Showing posts with label Autopia. Show all posts
Showing posts with label Autopia. Show all posts

Tuesday, June 28, 2011

Autopia Car Built Special for Freeway of Future

06.28.11 - Disney Legend Bob Gurr talks through the nuts and bolts of Disneyland's Autopia.


Hey, Abott-T-T! Christine Costello and Bud Abbott, Jr. give fathers Lou and Bud, Sr. a driving lesson on the Autopia Freeway. The famous comedy pair, recent visitors here, found the Autopia a top attraction as do most Disneyland guests.
For the Highway of the Future the Car of the Future was needed.

Disneyland's "Autopia," the Tomorrowland ride sponsored by the Richfield Oil Company, was planned as the Freeway of 1986. Built to scale so that it would be safe and practical for youngsters to a minimum age, Walt Disney assigned the job of designing a car for the miniature freeway to Bob Gurr, longtime Disney studio design artist and construction specialist.

"The Autopia Car," Bob relates, "was designed and built just about the same way a Detroit model is built.

Full Size Model
"First we made sketches. Naturally there were a lot of ideas about what the car of the future should look like. Then there was a question about materials, and we finally decided to use fiberglass, since it had great advantages in lightweight, strength and pliability for design.

After the sketches became finished drawings, the studio craftsmen made a full size clay "mock up" model. The model was modified a few times until Walt approved the final version. From this mock up the plastic mold was made which allowed the bodies for the cars to be built in quantity.

Glasspar Company of Newport Beach manufactured the bodies for the cars.

The problem of a chassis to carry the fiberglass bodies was then the next problem to be solved. Even on the Freeway of the Future, the designers knew, the cars would be subject to tremendous wear and would have to be extremely sturdy for the use they were to receive.

A two-inch square tubular steel chassis was developed and passed the rigid tests for strength the designers gave it. When aluminum wraparound bumpers were added, the car was ready for the road with only one problem remaining to be solved: the powerplant.

Same Type Engine
Several alternative types were tested until the Gladden engine was tried by Gurr and his co-workers.

The Gladden is a one-cylinder, vertical, aircooled "L" head engine. It is essentially the same engine that powers the conventional passenger car in that it is a 4-cycle, gasoline burning powerplant. Its rated horsepower development is just under ten, and is capable of driving the one fourth ton Autopia Cars at a speed up to 25 m.p.h. without a governer.

As they are actually used on the Autopia, the cars are limited to 11 miles per hour by a mechanical control.

Power from the engine is transmitted to the rear axel by a Gilmer belt feeding to a link chain. One wheel drives the car. Since the engine is mounted in the rear very little power is lost through a long driveshaft.

Safety factors loomed as major considerations in the designer's plans. Since the cars were built to be driven by youngsters with no experience, an extremely simple braking-accelerating arrange-ment was necessary.

Gurr and his fellow craftsmen assured this by attaching both operations to a single pedal. De-pressing the pedal feeds gas to the motor. Release of the pedal operates the braking mechanism so that the car automatically slows to a stop.

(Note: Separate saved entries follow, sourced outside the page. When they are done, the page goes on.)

Issue #3242, opened 2024-06-19
Optimizing FSRS parameters shows 0 reviews


user1823:
<img width=500 src="https://github.com/ankitects/anki/assets/92206575/7f9099a7-e711-49a7-8005-50c3ca2804d2">

However, sometimes, it does show the correct count too.
<img width=500 src="https://github.com/ankitects/anki/assets/92206575/6404d7e1-ac4d-437f-aef3-4ab244dcaefe">

Test file: [Test.apkg.zip](https://github.com/user-attachments/files/15902832/Test.apkg.zip) (Rename to remove .zip)

In this file, try to optimize the parameters of the deck B (subdeck of A) to reproduce the issue.

user1823:
I imported the apkg into a fresh profile and I was able to reproduce it a few times. The issue seems to appear randomly. 

However, I have reasons to think that the issue is more likely to be reproduced when the optimization finishes too fast. 

For e.g., if I start a screen recording, the CPU usage increases and the laptop becomes slightly slower and I am almost never able to reproduce the issue.

benasocj:
I experience the same issue.

In the following scenarios the parameters have always been optimized already. For this reason the "...appear to be optimal" popup is always shown (which is expected).

Following scenarios I have come across:

### 1. Only "0 reviews" shown

Popup is shown:
![screenshot_count_zero1](https://github.com/user-attachments/assets/34f46d21-a82b-4f5b-a973-6745971841bf)
After I close the popup:
![screenshot_count_zero2](https://github.com/user-attachments/assets/a512116a-7b7d-4771-a103-d2ef1e62f2d2)

### 2. Only "1,896 reviews" shown

Popup is shown:
![screenshot_count_only1](https://github.com/user-attachments/assets/2a355ae8-f82b-48ce-b4c3-a761958038d0)
After I close the popup:
![screenshot_count_only2](https://github.com/user-attachments/assets/a437a409-2102-4ddb-af2c-255360fb897f)

### 3. "1,896 reviews" shown along with random percentage

Popup is shown, however with "1,896 reviews" and a random percentage already shown in the background (sometimes 60%, 58.6% or 49.3%):
![screenshot_percent_and_count1](https://github.com/user-attachments/assets/7a8087de-939a-4930-bcd8-511b10ef11cd)
![screenshot_percent_and_count2](https://github.com/user-attachments/assets/57a0bda4-942e-4c8b-a3fd-2142f956b084)
[...]

PR #3610, opened 2024-12-04
Add "No reviews to optimize" message

Luc-Mcgrady:
Gives a different message when there are no reviews as opposed to when it has already optimal reviews.

image

Related forum post: https://forums.ankiweb.net/t/change-the-parameters-appear-to-be-optimal-message-of-there-are-0-reviews/52729

### DIFF
--- a/ftl/core/deck-config.ftl
+++ b/ftl/core/deck-config.ftl
@@ -452,7 +452,7 @@ deck-config-percent-of-reviews =
 deck-config-optimizing-preset = Optimizing preset { $current_count }/{ $total_count }...
 deck-config-fsrs-must-be-enabled = FSRS must be enabled first.
 deck-config-fsrs-params-optimal = The FSRS parameters currently appear to be optimal.
-deck-config-fsrs-params-no-reviews = No reviews found. Please check that this preset is assigned to all decks you want to optimize and try again.
+deck-config-fsrs-params-no-reviews = No reviews found. Please check that this preset is assigned to all decks you want to optimize (including subdecks) and try again.
 
 deck-config-wait-for-audio = Wait for audio
 deck-config-show-reminder = Show Reminder
--- a/ftl/core/deck-config.ftl
+++ b/ftl/core/deck-config.ftl
@@ -452,6 +452,7 @@ deck-config-percent-of-reviews =
 deck-config-optimizing-preset = Optimizing preset { $current_count }/{ $total_count }...
 deck-config-fsrs-must-be-enabled = FSRS must be enabled first.
 deck-config-fsrs-params-optimal = The FSRS parameters currently appear to be optimal.
+deck-config-fsrs-params-failed = Failed to optimize, Ensure there are sufficient reviews in cards with this preset.
 
 deck-config-wait-for-audio = Wait for audio
 deck-config-show-reminder = Show Reminder
--- a/ftl/core/deck-config.ftl
+++ b/ftl/core/deck-config.ftl
@@ -452,7 +452,7 @@ deck-config-percent-of-reviews =
 deck-config-optimizing-preset = Optimizing preset { $current_count }/{ $total_count }...
 deck-config-fsrs-must-be-enabled = FSRS must be enabled first.
 deck-config-fsrs-params-optimal = The FSRS parameters currently appear to be optimal.
-deck-config-fsrs-params-failed = Failed to optimize, Ensure there are sufficient reviews in cards with this preset.
+deck-config-fsrs-params-no-reviews = There are no reviews on cards with this preset. Please ensure that this preset is assigned to all decks you want to optimize and try again.
 
 deck-config-wait-for-audio = Wait for audio
 deck-config-show-reminder = Show Reminder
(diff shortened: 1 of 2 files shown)


user1823:
This doesn't seem to be correct.

If the default parameters are better than the optimized parameters, you will get the new error (failed optimization). But, I think that the "already optimal" error is more appropriate in that situation.

A proper fix would be to show the new error when the number of reviews is zero.

Expertium:
I agree with user1823. The popup should be shown only if there are 0 reviews.

ts/routes/deck-options/FsrsOptions.svelte
```diff
@@ -148,7 +148,13 @@ License: GNU AGPL, version 3 or later; http://www.gnu.org/licenses/agpl.html
                         ignoreRevlogsBeforeMs: getIgnoreRevlogsBeforeMs(),
                         currentParams: params,
                     });
-                    if (
+
+                    if (!resp.fsrsItems) {
+                        setTimeout(
+                            () => alert(tr.deckConfigFsrsParamsNoReviews()),
+                            200,
+                        );
```
Luc-Mcgrady, line 156:
```suggestion
                        );
                        $config.fsrsParams5 = defaults.fsrsParams5
```
I'm wondering if it should also clear any parameters that are already in the box if the user has 0 reviews on that preset.

Expertium:
Nice, thank you. I suggest some minor wording changes:
"No reviews found. Please check that this preset is assigned to all decks you want to optimize and try again."

ts/routes/deck-options/FsrsOptions.svelte
```diff
@@ -148,7 +148,13 @@ License: GNU AGPL, version 3 or later; http://www.gnu.org/licenses/agpl.html
                         ignoreRevlogsBeforeMs: getIgnoreRevlogsBeforeMs(),
                         currentParams: params,
                     });
-                    if (
+
+                    if (!resp.fsrsItems) {
```
user1823, line 152: Is checking the number of fsrsItems in Svelte reliable (vs checking them in Rust)? Asking just because there was an issue in the past where Anki would report 0 reviews even where the preset had some.

See
- https://github.com/ankitects/anki/issues/3242
- https://github.com/ankitects/anki/pull/3591

user1823 (commented):
Left a question

ts/routes/deck-options/FsrsOptions.svelte
user1823: Not sure on this one. But, why should Anki do something which is not required?

ts/routes/deck-options/FsrsOptions.svelte
Luc-Mcgrady: I've made it so that it reporting no reviews wont prevent it from setting new parameters.

ts/routes/deck-options/FsrsOptions.svelte
Luc-Mcgrady: I'm not convinced on this myself, If a user optimises a preset with no reviews but still has parameters because they cloned the preset for example I feel like "optimise" should set it to the optimal, which in the case of an empty preset would be the default.

But yeah I think you're right.

user1823 (approved):
LGTM

abdnh:
Do we need another message for this? Maybe we can just edit `deck-config-not-enough-history` to include the last part:

> Insufficient review history to perform this operation. Please check that this preset is assigned to all decks you want to optimize and try again.

Expertium:
That's the thing - in this Reddit post it didn't trigger.

https://www.reddit.com/r/Anki/comments/1h6lyi6/what_this_popup_say/

image

Notice that it says "0 reviews", but the message doesn't say "Insufficient review history"

user1823:
But, this doesn't mean that we need to create a new string. We can use that string for this case too.

Currently, that string is used when the number of revlogs is non-zero but fsrs-rs returns an error.

Luc-Mcgrady:
We could re-use it but we couldn't change it to include warnings about the presets as it wouldn't make sense to mention presets in the context it is currently used.

https://github.com/ankitects/anki/blob/d897b4588e062df43a65ce03e4382315cf464268/rslib/src/scheduler/fsrs/params.rs#L132-L136
https://github.com/ankitects/anki/blob/d897b4588e062df43a65ce03e4382315cf464268/rslib/src/error/mod.rs#L179

I'd still say its probably better to keep them separate with the extra hint about what might be going wrong. Maybe even include an extra one in case the user accidentally changed the default search. 
image

ftl/core/deck-config.ftl
```diff
@@ -452,6 +452,7 @@ deck-config-percent-of-reviews =
 deck-config-optimizing-preset = Optimizing preset { $current_count }/{ $total_count }...
 deck-config-fsrs-must-be-enabled = FSRS must be enabled first.
 deck-config-fsrs-params-optimal = The FSRS parameters currently appear to be optimal.
+deck-config-fsrs-params-no-reviews = No reviews found. Please check that this preset is assigned to all decks you want to optimize and try again.
```
brishtibheja, line 455: what about this:

```suggestion
deck-config-fsrs-params-no-reviews = No reviews found. Please check that this preset is assigned to all decks and their subdecks you want to optimize and try again.
```

Luc-Mcgrady:
```suggestion
deck-config-fsrs-params-no-reviews = No reviews found. Please check that this preset is assigned to all decks you want to optimize (including subdecks) and try again.
```

dae:
Thanks all!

Other safety factors offered in the "car of the future" include the so-called "deep-dish" steering wheel and safety belts, both items now offered on several popular makes of American motor cars. An additional safety factor on the Autopia car is the steering wheel itself, made of a firm, yet yielding rubber, so that a sudden contact presents no bodily hazard.

Steering of the Autopia Car is eonvential rack and pinion type with a close sports car-like ratio. Tires are pneumatic.

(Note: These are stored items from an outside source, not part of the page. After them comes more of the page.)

PR #3613, opened 2024-12-06
Fix reuse internal clipboard for primary selection pasting

### LINKED ISSUE #3249: The “reuse internal” clipboard feature cannot handle primary selections

bpnguyen107:
Should fix #3249. I couldn't test if it works because I don't use X11 though. @tholin maybe you can see if this fixes your issue?

### DIFF
--- a/qt/aqt/editor.py
+++ b/qt/aqt/editor.py
@@ -1438,21 +1438,25 @@ class EditorWebView(AnkiWebView):
         self._store_field_content_on_next_clipboard_change = True
         self._internal_field_text_for_paste = None
 
-    def _on_clipboard_change(self) -> None:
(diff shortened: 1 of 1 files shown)


dae:
Thanks Ben! I've confirmed this does the right thing on a Linux machine.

Since finishing his work on the cars Bob has gone on to many other projects for Walt Disney. But he's reminded constantly of his association with the Autopia by youngsters, who have been to Disneyland and have been inspired by the miniature autos.

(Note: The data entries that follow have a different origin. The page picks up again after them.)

PR #3618, opened 2024-12-06
Snap: keep LD_LIBRARY_PATH when in snap environment

boukendesho:
The mpv player in the snap's  isolated environment relies on ld_library_path to work properly.


dae:
Thanks Hideo!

"We get calls from kids who are building their own Autopia cars at home. They get stumped on a problem and call us for advice. So far no one's finished one yet, but anyday we expect to see a proud owner at the Studio gates with his own car, built in his back yard with scrap parts."

"We wish them a lot of luck," Bob adds as he goes back to his latest assignment for Walt.

From the February 10, 1956 issue of The Disneyland News.